Bike was street driven and never off road or put down.


Bike 10,000
Fox 40 forks 1,400
extra battery 2,200
2nd rear wheel and motor
from Stealth 1,299
extra controler 600?
3 chargers, 400?
one new in the box
Stock RSI crap forks free
hydraulic lift 150
set of new dirt tires
razorbacks 100
Extra set of new 2 ply
Hookworm,prolly worth dbl:)120
6 sets of pads 150
extra 15T freewheel
with removal tool 60
stock 16T
with removal tool 50
hall tester free
500 lb Trailer hitch 100
Large CA 100
3 extra throttles
thumb, 1/2 and full 50
Honda kickstand 100
New style rear shock 0
Old style rear shock free
Nice bike seat 50
------------
$16,929
 
Athans, yah there is something wonky going on. I wonder if the shop inadvertantly did something when they tidied up your wiring? I was banking on the CA setting because the 70KPH reference and yet feeling like full power until you hit 70KPH. Now with the other symptoms you described, I really don't know what it could be. I am only marginally smart with electrics.
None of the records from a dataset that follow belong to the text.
PR #829, opened 2026-08-19
perf(sort)!: cut the Phase 1 ingest thread's per-record cost

nh13:
Stacked on #826. Four per-record costs removed from `fgumi sort`'s serial Phase 1 ingest thread, measured end to end on a whole-genome sort.

## Why this thread

Phase 1 (read → in-memory sort → spill) is **60% of a spill-heavy sort's wall clock**, and **91% of it is one thread**. Measured on `1kg-wgs-HG00096` (43.1 GB, 779,820,469 records) at 16 threads on a `c7g.4xlarge`, caches dropped, with a per-thread `/proc` sampler:

| Phase 1 floor | value |
| --- | --- |
| phase wall | 240.7s |
| **consumer serial CPU** | **219.5s (91%)** ← binds |
| worker capacity (16 threads) | 65.8s |
| coordination (main thread idle) | 21.2s |

The other 15 cores average 4.4 busy. `perf` on that thread put 39.5% in `extract_template_key_inline`, 28.2% in the record memcpy, 6.1% in `core::hash::sip::Hasher::write`, 3.4% in `__aarch64_ldadd8_relax`, and 2.1% in `core::str::converts::from_utf8`.

## What changed

1. **`memchr` for aux value terminators.** Every `Z`/`H` aux value is NUL-terminated and finding that NUL is how the scan advances, so it runs once per such tag. It was a scalar `iter().position(|&b| b == 0)`; a new `nul_offset` helper wraps `memchr` and replaces all 11 sites. Per-aux-byte scan cost falls **0.400 → 0.061 ns**.
2. **`ahash` for the RG lookup.** `LibraryLookup::rg_to_ordinal` was a `HashMap<Vec<u8>, u32>` on std's default hasher, so every record paid SipHash over a ~40-byte RG id. The keys come from the header of a BAM the caller chose to sort, so there is no adversarial-input exposure that argues for SipHash here.
3. **`MC` carried as bytes.** `TemplateAuxTags::mc` and `AuxStringTags::mc` were `Option<&str>` built with `str::from_utf8(value).ok()` per record, and every consumer's first act was `.as_bytes()`. The `cigar` entry points now take `&[u8]`. **Breaking** — see the behavior note below.
4. **Batched progress counter.** `log_if_needed(1)` per record is a relaxed `fetch_add`, which on aarch64 is an outline-atomics call. `BatchedProgress` already existed for exactly this and the merge loops already used it; all three ingest loops now do.

## Measured

**399.0 → 385.2s (−13.8s, −3.5%)** on the cell above, both arms in one boot with caches dropped before each.

| | pre | fix | delta |
| --- | --- | --- | --- |
| Read + decompress | 157.1s | **144.0s** | −13.1s |
| In-memory sort | 18.9s | 17.5s | −1.4s |
| Spill write | 64.9s | 65.3s | +0.4s |
| K-way merge | 156.4s | 155.7s | −0.7s |
| **Total wall** | **399.0s** | **385.2s** | **−13.8s (−3.5%)** |
| Peak RSS | 10.587 GB | 10.573 GB | −14 MB |

From the per-thread sampler, which is where the mechanism is: **main-thread CPU 218.8 → 197.7s (−21.1s)**, main-thread busy share **91% → 87%**, merge wall **unchanged to a tenth of a second** — a clean control that the changes are confined to Phase 1.

Two boots agree to **0.15%** on total wall (399.6 / 399.0s), so the delta is ~23× the run-to-run spread.

**Only 64% of the removed CPU converts to wall, and the reason is worth knowing for whoever picks this up next.** `try_read_input_blocks` takes `input_file.try_lock()`, so exactly one worker reads at a time. That step is a fixed 125.9s over 319,651 batches, unchanged by this PR, so inside a shrinking ingest span its duty cycle rises from **79% to 86%**. The next tranche of serial CPU would convert at a worse rate than this one did. Its per-block cost (24.3 µs to frame an 8.4 KB block) is not explained by transfer — 43.1 GB at the measured 605 MB/s single-stream ceiling is ~71s against 125.9s of occupancy — and is the next thing to measure.

## Correctness

`fgumi compare bams --command sort` on the two 48 GB outputs: **IDENTICAL**, 779,820,469 records, zero sort-order violations in either arm, zero run-multiset mismatches. Record counts, spill volume (52,614.5 MB) and spill-run count (44) are identical across every arm. The comparison binary was built from the pre-change tree so it cannot be biased toward these changes.

`cargo ci-fmt`, `cargo ci-lint`, `cargo ci-test`: **7754 passed**, 30 skipped.

## Behavior change (one, deliberate)

A non-UTF-8 `MC` tag used to be discarded, leaving the mate position unadjusted; it now reaches the clip parsers. The observable difference is narrow: the parsers read a leading run of ASCII digits and stop at the first byte they cannot interpret, so a value that is garbage from its first byte still yields zero clips — the same answer discarding it gave. Only a value with a *valid CIGAR prefix* followed by invalid bytes changes, and it changes toward parsing the prefix, which is what samtools does.

Both byte-level accessors (`find_mc_tag`, `find_mc_tag_in_record`) drop the gate as well, so the two extraction paths stay in step. That matters because `src/lib/grouper.rs` cross-checks them: `test_mc_presence_matches_key_shape` and the `validate_mc_tag` doc both state that duplicate `MC` entries are the **only** case where the byte scan and the decoded key shape may disagree. Gating one path and not the other would have made a non-UTF-8 `MC` a second, undocumented divergence and changed `fgumi group`'s key for that record class.

New tests pin all of it: `test_extract_template_key_mate_lane_comes_from_mc` asserts the MC-derived mate lane equals the key of a record whose mate is already reported at the unclipped position, and `test_extract_template_key_mate_lane_parses_a_non_utf8_mc_prefix` pins the new behavior at the key level, with an `assert_ne!` against what discarding the tag would have produced.

## How to reproduce

```
fgumi sort -i 1kg-wgs-HG00096.bam -o out.bam \
    --order template-coordinate --threads 16 --merge-threads 16 \
    --max-memory 512M --max-temp-files 1024 --temp-compression 1 \
    --compression-level 1 --tmp-dir /var/tmp/work --sort-stats
```

`cargo bench -p fgumi-sort --bench template_key` sizes the key path alone. The bench builds records to the aux layout the measured sample actually carries, with a second arm carrying the long `XA:Z` tag so the per-aux-byte slope falls out of the pair — the reason its numbers are trustworthy is that the baseline it reports (77.9 ns/record on an M2 Max) sits at the expected microarchitectural ratio to the 111 ns/record the `c7g` profile implies. It is also what stopped the memchr change being oversold: the profile share implied ~25 ns/record, the bench measured 7.7 ns weighted, because memchr's per-call setup eats most of the gain on four short `Z` values and `XA` is on only 1.2–2.0% of real records.

Risk: output changes: none for grouping, consensus, sort order, corrected UMIs, or metrics; `unsafe` changes: none, and CLAUDE.md allowlist changes: none; memory bounds, queue capacity, and thread/backpressure policy changes: none.

Reduced serial Phase 1 ingest cost with `memchr`, `ahash`, byte-based `MC` handling, batched progress updates, and borrowed indexed records.

Added Phase 1 timing diagnostics and a template-key benchmark. Removed per-record merge-consumer atomic updates.

Valid CIGAR prefixes in non-UTF-8 `MC` tags now parse without UTF-8 validation. Formatting, linting, and tests passed.

### DIFF
--- a/Cargo.lock
+++ b/Cargo.lock
@@ -849,6 +849,7 @@ dependencies = [
  "criterion",
  "fgumi-dna",
  "fgumi-tag",
+ "memchr",
  "noodles",
  "proptest",
  "rstest",
--- a/crates/fgumi-raw-bam/Cargo.toml
+++ b/crates/fgumi-raw-bam/Cargo.toml
@@ -13,6 +13,7 @@ anyhow = { workspace = true, optional = true }
 bytemuck = { workspace = true }
 fgumi-dna = { workspace = true }
 fgumi-tag = { workspace = true }
+memchr = { workspace = true }
 wide = { workspace = true }
 
 [features]
--- a/crates/fgumi-raw-bam/src/cigar.rs
+++ b/crates/fgumi-raw-bam/src/cigar.rs
@@ -295,7 +295,7 @@ pub fn unclipped_5prime_raw(bam: &[u8], pos: i32, is_reverse: bool) -> i32 {
 /// For reverse strand mate: `unclipped_end`
 #[inline]
 #[must_use]
-pub fn mate_unclipped_5prime(mate_pos: i32, mate_reverse: bool, mc_cigar: &str) -> i32 {
+pub fn mate_unclipped_5prime(mate_pos: i32, mate_reverse: bool, mc_cigar: &[u8]) -> i32 {
     if mate_reverse {
         unclipped_other_end(mate_pos, mc_cigar)
     } else {
@@ -311,7 +311,7 @@ pub fn mate_unclipped_5prime(mate_pos: i32, mate_reverse: bool, mc_cigar: &str) 
 pub fn mate_unclipped_5prime_1based(
     mate_pos_0based: i32,
     mate_reverse: bool,
-    mc_cigar: &str,
+    mc_cigar: &[u8],
 ) -> i32 {
     let mate_pos_1based = mate_pos_0based.saturating_add(1);
     if mate_reverse {
@@ -335,8 +335,8 @@ pub fn mate_unclipped_5prime_1based(
 /// `samtools sort --template-coordinate`.
 #[inline]
 #[must_use]
-pub(crate) fn unclipped_other_start(mate_pos: i32, mc_cigar: &str) -> i32 {
-    mate_pos.saturating_sub(parse_leading_clips(mc_cigar.as_bytes()))
+pub(crate) fn unclipped_other_start(mate_pos: i32, mc_cigar: &[u8]) -> i32 {
+    mate_pos.saturating_sub(parse_leading_clips(mc_cigar))
 }
 
 /// Calculate mate's unclipped end from MC tag CIGAR string.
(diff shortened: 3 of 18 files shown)


nh13:
@coderabbitai pause

nh13:
@coderabbitai review

nh13:
@coderabbitai review

Issue #34, opened 2018-11-22
Don't choke on empty SEARCH response


jonhoo:
```
C: a3 SEARCH ALL
S: * SEARCH
thread 'inbox' panicked at 'called `Result::unwrap()` on an `Err` value: Parse(Invalid([42, 32, 83, 69, 65, 82, 67, 72, 32, 13, 10]))'
```
I think this response should be valid, but imap-proto seems to choke on it?

djc:
That response is technically invalid per the RFC: the relevant `mailbox-data` variant is `"SEARCH" *(SP nz-number)`, which implies that a space can only follow `SEARCH` if it's followed by an ID. In your test, `SEARCH` has a trailing space but no following IDs. If you got that in the wild, we should probably make the parser more lenient.

(There's already a test case for a valid empty `SEARCH` response.)

jonhoo:
I got that using the [GreenMail mail test server](http://www.icegreen.com/greenmail/). Filed https://github.com/greenmail-mail-test/greenmail/issues/264.

PR #108, opened 2020-12-30
Allow trailing whitespace in search responses.

rbartlensky:
Hello! I have a small PR here to fix an issue I found in the wild. Let me know if I need to change anything about it!

This relates to #34.

While working on a project, I tried to connect to Yahoo's IMAP server,
and all SEARCH responses seemed to have a trailing whitespace. For
example in the case below, there is a whitespace (even though it might
not seem obvious) right after the last id:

I cant really do much electrical repair, just replace things. If I was you, I would contact Stealth and provide a very good and specific detailed description of whats going on with your machine. They will get on it. Just be patient because John K may not be available for the next few weeks because of the interbike show in Las Vegas going on this month. This is the only time of the year that he isn't available. But he has techs at the factory who are and they can get you sorted out.

Rick
 
I would check the thin hall wires, it is a small plug down by the crank, they may have loosened a joint when they played with the wiring. The plug is sort of spring loaded in 2 halves and you can unscrew the back to check the connections. They can be sensitive to moisture but they may have changed the design. Look up dlogics posts as I swapped to his type of plug from RS and it cured this for me.
 
These look like they're solid & not too far away:

http://www.jozztek.com/shop/13-throttles

Actually these might be the same but at lower cost:

http://www.electricscooterparts.com/throttlessinglespeed.html

&

http://ebikes.ca/store/store_controllers.php
 
i want to build a spare rear weel any reason why not or any advice please i need sizes of spokes,motor,wheel ring , free wheel etc actually all parts loool
 
MAFIA said:
i want to build a spare rear weel any reason why not or any advice please i need sizes of spokes,motor,wheel ring , free wheel etc actually all parts loool

Your best bet would see if you can order another hub wheel build from Stealth as a replacement. I could advise you on spoke lenghts for 17 and 19X1.4 MC rims, but I cant on the stock rim being that I don't know what the ERD is for their rim. At a guess, 136mm would be your spoke length.

Rick
 
Rix said:
MAFIA said:
i want to build a spare rear weel any reason why not or any advice please i need sizes of spokes,motor,wheel ring , free wheel etc actually all parts loool

Your best bet would see if you can order another hub wheel build from Stealth as a replacement. I could advise you on spoke lenghts for 17 and 19X1.4 MC rims, but I cant on the stock rim being that I don't know what the ERD is for their rim. At a guess, 136mm would be your spoke length.

Rick


I'm looking into the same. A replacement Fighter wheel is $999+shipping from Australia. They won't be ready to ship for 2 weeks.
 
MAFIA said:
i want to build a spare rear weel any reason why not or any advice please i need sizes of spokes,motor,wheel ring , free wheel etc actually all parts loool
I was actually looking for spare motor from Stealth to lace up on a different rim.
As far as I found out, Stealth will only sell complete laced up motor in their stock rim for USD $1250.